Metapristone

Clinical data
- Other names: RU-42633; Desmethylmifepristone; 17β-Hydroxy-11β-[4-(methylamino)phenyl]-17α-(prop-1-yn-1-yl)estra-4,9-dien-3-one

Identifiers
- IUPAC name (8S,11R,13S,14S,17S)-17-hydroxy-13-methyl-11-[4-(methylamino)phenyl]-17-prop-1-ynyl-1,2,6,7,8,11,12,14,15,16-decahydrocyclopenta[a]phenanthren-3-one;
- CAS Number: 104004-96-8;
- PubChem CID: 10070462;
- ChemSpider: 8246002;
- UNII: K1P8OGJ86J;
- ChEMBL: ChEMBL1608;
- CompTox Dashboard (EPA): DTXSID60146216 ;

Chemical and physical data
- Formula: C_{28}H_{33}NO_{2}
- Molar mass: 415.577 g·mol^{−1}
- 3D model (JSmol): Interactive image;
- SMILES CC#C[C@@]1(CC[C@@H]2[C@@]1(C[C@@H](C3=C4CCC(=O)C=C4CC[C@@H]23)C5=CC=C(C=C5)NC)C)O;
- InChI InChI=1S/C28H33NO2/c1-4-14-28(31)15-13-25-23-11-7-19-16-21(30)10-12-22(19)26(23)24(17-27(25,28)2)18-5-8-20(29-3)9-6-18/h5-6,8-9,16,23-25,29,31H,7,10-13,15,17H2,1-3H3/t23-,24+,25-,27-,28-/m0/s1; Key:IBLXOBHABOVXDY-WKWWZUSTSA-N;

= Metapristone =

Chemical compound

Metapristone (developmental code name RU-42633; also known as desmethylmifepristone) is the major metabolite of mifepristone (RU-486, RU-38486) and a selective progesterone receptor modulator (SPRM) which itself was never marketed.

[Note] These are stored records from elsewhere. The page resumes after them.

PR #8293, opened 2019-06-12
PubSub: Document FlowControl settings

### LINKED ISSUE #7043: Pub/Sub doc: missing definition for `max_lease_duration` in FlowControl
The ref doc for [`max_lease_duration`](https://googleapis.github.io/google-cloud-python/latest/pubsub/types.html#google.cloud.pubsub_v1.types.FlowControl.max_lease_duration) does not describe what it is or how it is used, especially about how it interacts with ack deadlines. 

Given that this is an important config setting for long-running tasks, we may want to provide more documentation here by showing its default value (is it 2 hours), and explaining whether max lease duration restrains ack deadline modification or ack deadline modification overwrites max lease duration when one configures both flow control settings and ack deadlines.

plamut:
Closes #7043.

This PR makes sure that FlowControl settings are properly documented in the generated documentation.

### How to test
**Steps to perform:**

(from inside the `pubsub/` directory)
- Install the [synthtool](https://github.com/googleapis/synthtool) and run it,
- Generate the pubsub docs locally:
    ```
    $ nox -f noxfile.py -s docs
    ```
- Open the generated docs for `FlowControl`:
    ```
    $ chromium-browser "file://$GOOG_CLOUD_PYTHON_DIR/pubsub/docs/_build/html/types.html#google.cloud.pubsub_v1.types.FlowControl"
    ```

**Expected result:**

It is formed from mifepristone in the liver by the enzyme CYP3A4 via monodemethylation, and circulates at concentrations higher than those of mifepristone. The metabolite retains partial but considerable affinity for the progesterone receptor (PR) and the glucocorticoid receptor (GR) (RBA = 21% and 61% of that of mifepristone for the human forms of these receptors, respectively). On the basis of actions that are apparently independent of its hormonal activity, metapristone is being researched as a potential cancer metastatic chemopreventive agent.